Poi lo strinsi forte, cercando di immobilizzare il suo corpo, sempre più gracile. Dopo un tentativo di dimenarsi, scalciando, come un bimbo in pancia, si abbandonò sulla mia  clavicola e rilassò i nervi. A quel punto stavo piangendo anche io. Mi odiavo, perchè in quell' instante, capii che mi sarei potuta impegnare tutta la vita a respingerlo, ma in qualche modo lui sarebbe riuscito a tornare.
- Fortuna...-
-Uhm-
- Mi dispiace. Io, io...- Ogni parola che pronunciava gli costava ossigeno indispensabile e perciò, gli fermai la bocca con due dita.
- Me lo dirai con più calma, se vorrai.-
- Io sto per morire.- Quella frase mi trafisse il petto come una lama che intaglia lentamente la pelle e arrivò alla mia anima; percepii un dolore fisico, come se quell'ipotesi potesse diventare reale.
Senza rendermene conto, fiondai i polpastrelli tra i suoi capelli e lo fissai con un'intensità che avrebbe sciolto anche i ghiacciai più solidi.
- Tu non puoi morire. E' chiaro? Io ti vieto di farlo. Te lo vieto, hai capito?-  Mi accorsi solo dopo, che il suo addome era pieno di ferite. Cicatrici che non avevo mai visto, riempivano una tela di carne. Ero sicura che non ci fossero l'ultima volta che avevo poggiato gli occhi sul suo ventre.
- Non venire con me, non venire sotto terra con me.- Farfugliava piangendo. E capii che non era troppo lucido. A terra notai una bustina di paradiso artificiale, che mi fece raggelare il sangue.

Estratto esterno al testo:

PR #140, opened 2021-01-27
Add docs folder.

10thfloor:
Adding this folder for pulling markdown docs content directly into Gatsby site.

### DIFF
--- a/docs/index.mdx
+++ b/docs/index.mdx
@@ -1,51 +1,11 @@
---- 
-title: Flow GO SDK 
+---
+title: Flow GO SDK
 description: Packages for Go developers to build applications that interact with the Flow network.
 ---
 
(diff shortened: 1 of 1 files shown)


psiemens (approved):

janezpodhostnik (approved):

turbolent:
The content in the docs directory is a copy of the README right? If so, this will probably get outdated. Maybe just remove move most of what is in the docs from the README and link to the docs instead

10thfloor:
> The content in the docs directory is a copy of the README right? If so, this will probably get outdated. Maybe just remove move most of what is in the docs from the README and link to the docs instead

Yes good idea. For now , we'll leave the README as it is – pending a quick discussion with repo maintainers about what we would like to see on the repo README... after which time we can replace it.

PR #141, opened 2021-02-01
Add templates.AddAccountContracts template

psiemens:
## Description

This PR adds the `template.AddAccountContracts` function, which constructs a transaction that adds or updates multiple contracts on an account.
______

For contributor use:

### DIFF
--- a/templates/accounts.go
+++ b/templates/accounts.go
@@ -20,6 +20,7 @@ package templates
 
 import (
 	"encoding/hex"
+
 	"github.com/onflow/cadence"
 	jsoncdc "github.com/onflow/cadence/encoding/json"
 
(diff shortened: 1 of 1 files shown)


templates/accounts.go
```diff
@@ -146,6 +147,43 @@ transaction(publicKey: String) {
 }
 `
 
+const addAccountContractsTemplate = `
```
turbolent, line 150: Maybe rename this to "addOrUpdate", to indicate that this template may also update an existing contract (which is not safe in all cases!).

Maybe alternatively remove the update branch and add another separate template for it

janezpodhostnik (approved):
I'm also worried about the update part. Updating a contract might produce unwanted results, so it should probably be a separate method...

Other than that looks good to me.

psiemens:
Closing this since it's no longer needed. Thanks for the review, though!

PR #175, opened 2021-03-21
Fix PEM decoding issue for some KMS keys

Kay-Zee:
Closes: N/A

## Description

Was running into a PEM decode issue when working with some KMS keys. Kept getting `cryptokms: failed to parse PEM public key: input has incorrect ECDSA_P256 key size`.

The cause of this is sometimes, when calling `.Bytes()` on the X and Y points after decoding the PEM key, the corresponding byte slices were not the full 32 bytes, which was expected by the next function (expecting ECDSA_P256 keys to have a raw key of length 64)

This adds left padding (since the bytes are returned big endian) up to the expected length for ECDSA_P256 only. Can add other known lengths as we start to use them more.

______

For contributor use:

### DIFF
--- a/crypto/crypto.go
+++ b/crypto/crypto.go
@@ -247,46 +247,37 @@ func DecodePublicKeyHex(sigAlgo SignatureAlgorithm, s string) (PublicKey, error)
 	return DecodePublicKey(sigAlgo, b)
 }
 
-// It is possible in some cases where the resulting byte slice from the PEM
-// decoding of the X and Y points do not generate the right size byte slices
-// If we know there is an expected length for a specific signature algorithm,
-// we make sure to left pad it to the right length. This is a mapping of the
-// signature algorithms to the expected length of the byte slices representing
-// the X and Y points
-var expectedPointByteLength = map[SignatureAlgorithm]int{
-	crypto.ECDSAP256: 32,
-}
-
-// DecodePublicKeyHex decodes a PEM public key with the given signature algorithm.
+// DecodePublicKeyHex decodes a PEM ECDSA public key with the given curve.
 func DecodePublicKeyPEM(sigAlgo SignatureAlgorithm, s string) (PublicKey, error) {
-	block, _ := pem.Decode([]byte(s))
+	block, rest := pem.Decode([]byte(s))
+	if len(rest) > 0 {
+		return PublicKey{}, fmt.Errorf("crypto: failed to parse PEM string, all not bytes in PEM key were decoded: %s", string(rest))
+	}
 
+	// TODO: Replace with function that is compatible with secp256k1
 	publicKey, err := x509.ParsePKIXPublicKey(block.Bytes)
 	if err != nil {
 		return PublicKey{}, fmt.Errorf("crypto: failed to parse PEM string: %w", err)
 	}
 
-	goPublicKey := publicKey.(*ecdsa.PublicKey)
+	goPublicKey, ok := publicKey.(*ecdsa.PublicKey)
+	if !ok {
+		return PublicKey{}, fmt.Errorf("only ECDSA public keys are supported")
+	}
 	xBytes := goPublicKey.X.Bytes()
 	yBytes := goPublicKey.Y.Bytes()
-	expectedLength := expectedPointByteLength[sigAlgo]
-	var rawPublicKey []byte
-	if expectedLength > 0 {
-		// If an expected length for the point byte slice sizes, make sure to
-		// pad up to the expected length
-		rawPublicKey = make([]byte, 0, 2*expectedLength)
-		rawPublicKey = appendWithLeftPad(rawPublicKey, xBytes, expectedLength)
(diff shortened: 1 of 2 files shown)


janezpodhostnik (approved):

turbolent:
@tarakby Can you please have a look here?

crypto/crypto.go
```diff
@@ -257,11 +267,31 @@ func DecodePublicKeyPEM(sigAlgo SignatureAlgorithm, s string) (PublicKey, error)
 	}
 
 	goPublicKey := publicKey.(*ecdsa.PublicKey)
```
tarakby, line 269: I haven't noticed this before, we should test the type assertion here as other types of public keys may be returned. 
```
goPublicKey, ok := publicKey.(*ecdsa.PublicKey)
if !ok {
   return PublicKey{}, fmt.Error("only ECDSA public keys are supported")
}
```

crypto/crypto.go
```diff
@@ -247,6 +247,16 @@ func DecodePublicKeyHex(sigAlgo SignatureAlgorithm, s string) (PublicKey, error)
...
+// decoding of the X and Y points do not generate the right size byte slices
+// If we know there is an expected length for a specific signature algorithm,
+// we make sure to left pad it to the right length. This is a mapping of the
+// signature algorithms to the expected length of the byte slices representing
+// the X and Y points
+var expectedPointByteLength = map[SignatureAlgorithm]int{
+	crypto.ECDSAP256: 32,
+}
+
 // DecodePublicKeyHex decodes a PEM public key with the given signature algorithm.
```
tarakby, line 260:
```suggestion
// DecodePublicKeyHex decodes a PEM ECDSA public key with the given curve. 
```

crypto/crypto.go
```diff
@@ -247,6 +247,16 @@ func DecodePublicKeyHex(sigAlgo SignatureAlgorithm, s string) (PublicKey, error)
...
 func DecodePublicKeyPEM(sigAlgo SignatureAlgorithm, s string) (PublicKey, error) {
 	block, _ := pem.Decode([]byte(s))
```
tarakby, line 262: I think we shouldn't have trailing data here.
```suggestion
	block, rest := pem.Decode([]byte(s))
	if len(rest)>0 {
	      return PublicKey{}, fmt.Errorf("crypto: failed to parse PEM string: %w", err)
	}
```

crypto/crypto.go
```diff
@@ -257,11 +267,31 @@ func DecodePublicKeyPEM(sigAlgo SignatureAlgorithm, s string) (PublicKey, error)
 	}
 
 	goPublicKey := publicKey.(*ecdsa.PublicKey)
-
-	rawPublicKey := append(
-		goPublicKey.X.Bytes(),
-		goPublicKey.Y.Bytes()...,
-	)
+	xBytes := goPublicKey.X.Bytes()
```
tarakby, line 270: using `ParsePKIXPublicKey` only works in the case of curve P256. We will need to write a local `ParsePKIXPublicKey` function that supports secp256k1. I can help writing it.

crypto/crypto.go
```diff
@@ -257,11 +267,31 @@ func DecodePublicKeyPEM(sigAlgo SignatureAlgorithm, s string) (PublicKey, error)
...
+	yBytes := goPublicKey.Y.Bytes()
+	expectedLength := expectedPointByteLength[sigAlgo]
```
tarakby, line 272: It's better to get that length this way:
```suggestion
	expectedLength := bitsToBytes(goPublicKey.Params().P.BitLen())
```
With `bitsToBytes` the function converting bit size into byte size:
```
func bitsToBytes(bits int) int {
	return (bits + 7) >> 3
}
```

crypto/crypto.go
```diff
@@ -257,11 +267,31 @@ func DecodePublicKeyPEM(sigAlgo SignatureAlgorithm, s string) (PublicKey, error)
...
+	var rawPublicKey []byte
+	if expectedLength > 0 {
```
tarakby, line 274: We can remove this check and pad the expected length in all cases.

crypto/crypto.go
```diff
@@ -247,6 +247,16 @@ func DecodePublicKeyHex(sigAlgo SignatureAlgorithm, s string) (PublicKey, error)
 	return DecodePublicKey(sigAlgo, b)
 }
 
+// It is possible in some cases where the resulting byte slice from the PEM
+// decoding of the X and Y points do not generate the right size byte slices
+// If we know there is an expected length for a specific signature algorithm,
+// we make sure to left pad it to the right length. This is a mapping of the
+// signature algorithms to the expected length of the byte slices representing
+// the X and Y points
+var expectedPointByteLength = map[SignatureAlgorithm]int{
```
tarakby, line 256: Eventually, we won't the map.

tarakby (commented):
I think there a few changes needed, some of them are related to the original function that existed before and I didn't notice. 
Happy to help make the changes.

-Nessuno di noi due morirà, hai capito? MI HAI CAPITO? Ma tu la devi smettere con questa merda.- Gli afferrai la faccia, e lui puntò la sua fronte contro la mia. Tentai di asciugare le lacrime, che scendevano imperterrite sul suo viso, e lui fece lo stesso con me, combattendo una battaglia, in cui l'acqua salata stava vincendo senza alcuna difficoltà . Le nostre labbra si toccarono, e in quel momento, tutti i tasselli tornarono al posto giusto: le zolle smisero di muoversi e i pianeti si allinearono. La passione non ebbe pause, ci staccammo un solo secondo per prendere fiato, e i pensieri negativi e razionali cercarono di mettermi in guardia sul fatto che stessi facendo l'ennesima cazzata che mi avrebbe fatto soffrire, ma non furono in grado cambiare il corso delle cose. Ci baciammo di nuovo e intensamente, come non avevamo mai fatto e il freddo di quella notte, si trasformò in calore avvampante che mi annebbiò la mente. Theo prese la mia mano e ci inoltrammo verso l'orizzonte del lotto. La notte, regina nera di ghiaccio, era illuminata solo dalla lucina del mio Iphone. Notai che il posto era pieno di alberi altissimi, di cui non riuscii a cogliere i dettagli, perchè stavamo camminando senza mai smettere di baciarci. Ad un certo punto la mia schiena sbattè contro qualcosa di duro e rugoso. Degli aghi di pino caddero sulle mie braccia nude, solleticando la pelle; Mezzo secondo, come se avessi perso il controllo delle estremità, erano attorno al collo di Theo. L'odore del sangue sulla sua faccia era metallico e si confondeva con quello del legno. Poi del mio vestito restarono solo i brandelli. Rimasi in intimo. Lui iniziò a respirare sul mio orecchio e pronunciò:
- Ti amo.-

Non avevo abbastanza rispetto di me stessa , per dare la colpa di quelle cinque lettere alla droga, ma pensai che avrebbe potuto risparmiarsele, dato che ero già nuda prima che le pronunciasse. Gli sbottonai i pantaloni e mi ritrovai con le gambe attorno al suo sedere. Poi entrò dentro, non distogliendo mai lo sguardo  dai miei occhi. Io ansimavo ad ogni botta, e vedevo che questo lo fomentava ulteriormente. Mi stava scopando come se quella fosse l'ultima volta della sua vita. Mi aggrappavo ai suoi capelli e gli ordinavo di non fermarsi, poi mi mise di spalle e mi afferrò i capelli. Cercò il mio sguardo per avere l'approvazione, che gli concessi. Mi prese anche da dietro e provai un dolore intenso, che poco dopo si trasformò in un piacere estremo. Si muoveva piano, rispettando la fisionomia del mio corpo, e le nostre bocche erano aperte l'una contro l'altra passandoci l'aria a vicenda. Istante dopo istante, la realtà diventava sempre più distorta e intensa, ma anche colma di terrore, forse perché, entrambi eravamo consapevoli che, ogni secondo passato era un istante più vicino alla nostra separazione.